The magnetic recording medium thus manufactured is
The coercive force is 3300 Oe, Br · δ is 258 Gauss · μm, and the S / N ratio is 3 when the inductive head is used.
7.2 dB, which is a coercive force compared to the magnetic layer of SmCo alone,
It can be seen that the S / N ratio is improved although the change in Br · δ is small. This is due to the effect of weakening only the exchange coupling between the magnetic layers that causes noise by preserving the magnetostatic coupling by inserting the extremely thin non-magnetic intermediate layer between the two magnetic layers. We were able to provide a medium of noise. Further, when the non-magnetic intermediate layer was a Cr layer, it became easy to obtain a microcrystalline structure, which is a mechanism for manifesting the magnetization of CoSm, and a higher coercive force could be achieved.

[0015]

According to the present invention, the magnetic layer in the magnetic recording medium is a two-layer magnetic layer comprising a magnetic layer made of CoCrTa and a magnetic layer made of CoSm laminated on the magnetic layer, or Since the layer is a composite magnetic layer composed of a laminated magnetic layer composed of CoCrTa, an intermediate layer composed of a non-magnetic material laminated on this layer, and a magnetic layer composed of CoSm laminated on this intermediate layer, Both high coercive force and low noise can be achieved. Further, the introduction of the non-magnetic intermediate layer can weaken the exchange coupling between the magnetic layers and further reduce the noise. The magnetic recording medium of the present invention is improved in coercive force, Br · δ and S / N ratio in comparison with the medium having a magnetic layer of SmCo alone, and a magnetic recording medium having a high recording density suitable for an inductive head can be obtained. To be

[Brief description of drawings]

FIG. 1 is a sectional view of a magnetic recording medium according to an embodiment of the present invention.

FIG. 2 is a sectional view of a magnetic recording medium of another embodiment according to the present invention.

FIG. 3 Conventional magnetic recording medium

[Explanation of symbols]

 1 non-magnetic substrate 11 non-magnetic substrate 12 non-magnetic metal layer 2 non-magnetic metal underlayer 3 magnetic layer 31 CoCrTa magnetic layer 32 intermediate layer 33 CoSm magnetic layer 4 protective layer 5 lubricating layer

Claims (2)

[Claims] 1. A magnetic recording medium in which a non-magnetic metal underlayer and a magnetic layer of a ferromagnetic alloy are sequentially laminated on a non-magnetic substrate, wherein the magnetic layer is made of CoCrTa and the magnetic layer is made of CoCrTa.
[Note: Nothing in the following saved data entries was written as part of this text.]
PR #5820, opened 2018-08-14
adjust ordering of Java "static" "final" modifier keywords

mtbc:
# What this PR does

Switches `final static` to `static final` in some code so it doesn't look distractingly odd.

Targets just some rather visible code and codegen; more can be done in other PRs.

# Testing this PR

Should not change behavior at all. No regressions in CI.

# Related reading

https://docs.oracle.com/javase/specs/jls/se8/html/jls-8.html#jls-8.1.1

### DIFF
--- a/components/blitz/resources/omero/api/IContainer.ice
+++ b/components/blitz/resources/omero/api/IContainer.ice
@@ -328,7 +328,7 @@ module omero {
                  *
                  * @param obj Can be <i>unloaded</i>.
                  * @param collectionName
-                 *            <code>public final static String</code> from the
+                 *            <code>public static final String</code> from the
                  *            IObject.class
                  * @param options
                  *            Parameters. Unused.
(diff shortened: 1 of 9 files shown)


joshmoore:
> then it is customary, though not required, that they appear in the order consistent with that shown above in the production for ClassModifier.

Merging, but let's discuss how many of these suggestions we're going to implement. I think the potential for conflicts may outweigh the benefit. (Happy to see a linter for new code/repositories though!)

mtbc:
Yes, rather than an all-at-once bulk change over a couple hundred files, this is a gradual effort done mindfully of other work: e.g., here I'm not touching anything remotely related to the import epic and not many of us are working on the Java code at one time anyway. I figure a series of PRs over time is the safest then adding something to Travis to prevent regressions. At least any conflicts that do still arise should be trivial to fix.

PR #5822, opened 2018-08-15
make data provider builder available to integration tests

mtbc:
# What this PR does

Exposes #5537's `DataProviderBuilder` and moves it to `components/common/test/` so that it can be used from `components/tools/OmeroJava/test/integration/`.

# Testing this PR

Travis should pass (i.e. `GraphPolicyRuleTest` unit test). I can also point to other code that uses this class.

# Related reading

https://trello.com/c/B9feHhY6/465-expose-dataproviderbuilder

### DIFF
--- a/components/common/test/ome/testing/DataProviderBuilder.java
+++ b/components/common/test/ome/testing/DataProviderBuilder.java
@@ -17,7 +17,7 @@
  * 51 Franklin Street, Fifth Floor, Boston, MA 02110-1301 USA.
  */
 
-package ome.services.graphs;
+package ome.testing;
 
 import java.util.ArrayList;
 import java.util.Collection;
@@ -34,7 +34,7 @@ import org.testng.annotations.DataProvider;
  * @author m.t.b.carroll@dundee.ac.uk
  * @since 5.4.1
  */
-class DataProviderBuilder {
+public class DataProviderBuilder {
 
     private List<List<Object>> args = Collections.singletonList(Collections.emptyList());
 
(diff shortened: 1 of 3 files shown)


joshmoore:
In general, :+1: for getting making this and other testing code available in our jars. I'm slightly concerned about use of `ome.` since we typically try to avoid it's usage on the client side, though that perhaps doesn't apply here. In Python land, this would be `omero.testlib`.

mtbc:
We're also using it for unit tests of server code.

dominikl:
If I create the Eclipse project with the default `./build.py build-dev` command I can't use any `ome.testing.*` imports in the omero-server project, they are all flagged as "cannot be resolved". Does that still need to be added to the ivy config or something like that? Apart from that it looks fine.

mtbc:
Hmm, I've not had to do anything special in my Eclipse.

joshmoore:
> In Python land, this would be omero.testlib.

I take this back since it's used earlier in the graph than I thought. `omero.testlib` may still come.

> If I create the Eclipse project with the default ./build.py build-dev

I ran `build-dev` and the top-level project was fine, but I did see @dominikl's issue for `components/server` on its own:

screen shot 2018-08-20 at 17 31 09

mtbc:
With Oxygen.3a:

imports

> on its own

but maybe this is key? I have OMERO open as one big "ome.git" project but maybe you can close individual components within it? `components/server/test.xml` already lists a dependency on `common-test` though.

joshmoore:
@dominikl : is it possible that the individual `omero-server` component on its own was broken independently of this PR?

(Sorry, @dom whoever you are for the noise)

mtbc:
There's certainly plenty else in `components/server/test/ome/server/` that uses classes from `components/common/test/`. How does, say, `AbstractManagedContextTest` look in your Eclipse?

dominikl:
Oh yes, I don't think that is caused by this PR, sorry.

joshmoore:
> Oh yes, I don't think that is caused by this PR, sorry.

Gotcha. We'll handle additional Eclipse wonkiness later. Merging.

PR #5823, opened 2018-08-15
getFileName_return_string

will-moore:
# What this PR does

This fixes Blitz FileAnnotation.getFileName() for when there is no name or empty string.
See https://trello.com/c/18d8k6F1/7-fileanngetfilename

# Testing this PR

1. Test should be green
1. Web adding file annotation dialog: files with empty string Name should show "No name. ID 123"
screen shot 2018-09-03 at 12 42 31

### DIFF
--- a/components/tools/OmeroPy/src/omero/gateway/__init__.py
+++ b/components/tools/OmeroPy/src/omero/gateway/__init__.py
@@ -5207,7 +5207,7 @@ class FileAnnotationWrapper (AnnotationWrapper, OmeroRestrictionWrapper):
         fpath = f.getPath()
         if fpath is not None and len(fpath) > 0:
             return fpath
-        return f.id
+        return str(f.id)
 
     def getFileInChunks(self, buf=2621440):
         """
--- a/components/tools/OmeroPy/src/omero/gateway/__init__.py
+++ b/components/tools/OmeroPy/src/omero/gateway/__init__.py
@@ -5201,13 +5201,7 @@ class FileAnnotationWrapper (AnnotationWrapper, OmeroRestrictionWrapper):
         f = self.getFile()
         if f is None or f._obj is None:
             return None
-        fname = f.getName()
-        if fname is not None and len(fname) > 0:
-            return fname
-        fpath = f.getPath()
-        if fpath is not None and len(fpath) > 0:
-            return fpath
-        return "No name (id:%s)" % f.id
+        return f.getName()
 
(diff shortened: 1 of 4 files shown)


will-moore:
@mtbc The error on the trello card was caused by returning a different type, so that's what this is trying to fix.

mtbc:
I wondered if the bug isn't that the gateway gives a bare ID but that `custom_forms.py` fails to cope when it does.

*Update:* Ah, but I guess that breaks the `:rtype:     String` contract, fair enough.

will-moore:
Test now passing at https://ci.openmicroscopy.org/view/Failing/job/OMERO-DEV-merge-integration-Python27/936/testReport/junit/OmeroPy.test.integration.gatewaytest/test_annotation/testFileAnnotationNoName/

joshmoore:
If anyone's interested, see the additional conversation going on under https://github.com/openmicroscopy/openmicroscopy/commit/c5739a44db8c54f3971c632c1dc25e116c337978#comments

Short summary from my side is I find it difficult to know how we got into this situation so making safe suggestions is difficult. The only thing that occurs to me (since apparently throwing an exception if there's no name isn't appropriate) would be to return something more clearly _not_ the name of the annotation: `"No name (id:%s)" % f.id` but I don't know if that makes the situation substantially better.

manics:
Couldn't figure out how to test this, but `"No name (id:%s)` seems to be mixing a UI message with the model, e.g. Imagine if we added internationalization here. I think returning `str(id)`, or `''`, or `OriginalFile:id` would be better.

joshmoore:
How do we want to move forward here?

will-moore:
Apologies, my initial handling of this may have been a bit too simplistic (casting the ID to string) when it's not the job of the BlitzGateway to do that.
If the file name is an empty string then BlitzGateway should simply return that and if we want to improve how that's shown in the UI then that's webclient's job.
The 2 commits above follow that strategy.

will-moore:
Also added a web test to test that we don't get the original error now.

joshmoore:
https://ci.openmicroscopy.org/job/OMERO-DEV-merge-integration-Python27/lastCompletedBuild/testReport/OmeroWeb.test.integration.test_annotate/TestFileAnnotations/

:+1: Cheers @will-moore

joshmoore:
For reference see f6923b1a3f0b8129d9b30aec5eb38276be038c53 from gh-189

PR #5825, opened 2018-08-16
calculate StatsInfo when missing even for not-big images

mtbc:
# What this PR does

If [`StatsInfo`](https://docs.openmicroscopy.org/latest/omero5.4/developers/Model/EveryObject.html#statsinfo) is not available for an image then create it before attempting to render the image. This means that global min-max is used for default rendering settings instead of a hopeful guess at intensity range.

# Testing this PR

Any OMERO 5.4 clients should suffice for imports: this PR changes the server only.

Unzip [test-image.ome.xml.gz](https://github.com/openmicroscopy/openmicroscopy/files/2293788/test-image.ome.xml.gz) and import it into both eel latest and eel merge. Notice how it has five planes with the darkest being the middle one. This is a correct rendering of the image.

Now import it into both again but using,
```
bin/omero import -- --no-stats-info --no-thumbnails test-image.ome.xml
```
* On eel latest, without this PR, you will see that the planes all look the same because misleading rendering settings were chosen.
* On eel merge, with this PR, you will see a clock thumbnail. Refresh and it will become the image. When you view it then it should be rendered correctly.

Omitting `--no-thumbnails` gets the clock-fixing process moving on import rather than first waiting for viewing.

Is the correctness worth the delay?

### DIFF
--- a/components/romio/src/ome/io/nio/PixelsService.java
+++ b/components/romio/src/ome/io/nio/PixelsService.java
@@ -585,7 +585,7 @@ public class PixelsService extends AbstractFileSystemService
         }
         // Note: since the OMERO.fs work, a pixels pyramid is only required
         // when the pixels set meets big image criteria.
-        if (!pixelsFileExists && requirePyramid && originalFilePath != null)
+        if (!pixelsFileExists && originalFilePath != null)
         {
             handleMissingStatsInfo(pixels);
         }


mtbc:
If we still want to avoid `StatsInfo` calculation when rendering settings are already provided then perhaps the work of `handleMissingStatsInfo` could instead be done in `ThumbnailBean._resetDefaults`.

*Update:* Doesn't look as if it would be useful. Would need something more like `RenderingSettingsImpl.resetChannelBindings` publishing `MissingStatsInfoMessage` and somehow failing back toward a clock.

sbesson:
Main immediate thought was: would we still need a way to force min/max calculation to be skipped e.g. in the case where rendering settings have been calculated externally and are meant to be applied post import via `omero-cli-render`.

For the scope of the investigation, in addition to the sample file provided, I would also suggest testing a couple of fake and real large multidimensional data where the unconditional calculation the stats info should give an idea of the created delays e.g.

- a fake file e.g. `test&sizeX=3000&&sizeY=3000&sizeZ=500&sizeC=3&sizeT=1000.fake`
- `curated/tiff/pavel/Dmel/full.pattern` (use `--transfer=ln_s and `--skip=checksum` as this is a 3600 files fileset)

components/romio/src/ome/io/nio/PixelsService.java
```diff
@@ -585,7 +585,7 @@ public PixelBuffer _getPixelBuffer(Pixels pixels, boolean write)
         }
         // Note: since the OMERO.fs work, a pixels pyramid is only required
         // when the pixels set meets big image criteria.
```
jburel, line 587: The comment will need to be adjusted

mtbc:
> in the case where rendering settings have been calculated externally

Yes, I'd say so.

mtbc:
Publishing a `MissingStatsInfoMessage` *instead of* creating rendering settings looks to be a way to go. HQL to find pixels without the stats info is:
```sql
SELECT DISTINCT pixels.id FROM Channel WHERE statsInfo IS NULL AND pixels.id IN (:ids)
```

PR #5829, opened 2018-08-22
deprecate importer option useFullPath / userFullPath

mtbc:
Deprecates unused importer options `useFullPath` and `userFullPath`. They are ignored by our code and not mentioned in our documentation.


dominikl:
Can't find any location where this option is used either. 👍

A magnetic recording medium comprising a two-layer magnetic layer comprising a magnetic layer made of CoSm laminated on the magnetic layer. 2. A magnetic recording medium in which a non-magnetic metal underlayer and a magnetic layer of a ferromagnetic alloy are sequentially laminated on a non-magnetic substrate, wherein the magnetic layer is made of CoCrTa, and
An intermediate layer made of a non-magnetic material laminated on this layer,
A magnetic recording medium comprising a composite magnetic layer comprising a CoSm magnetic layer laminated on the intermediate layer.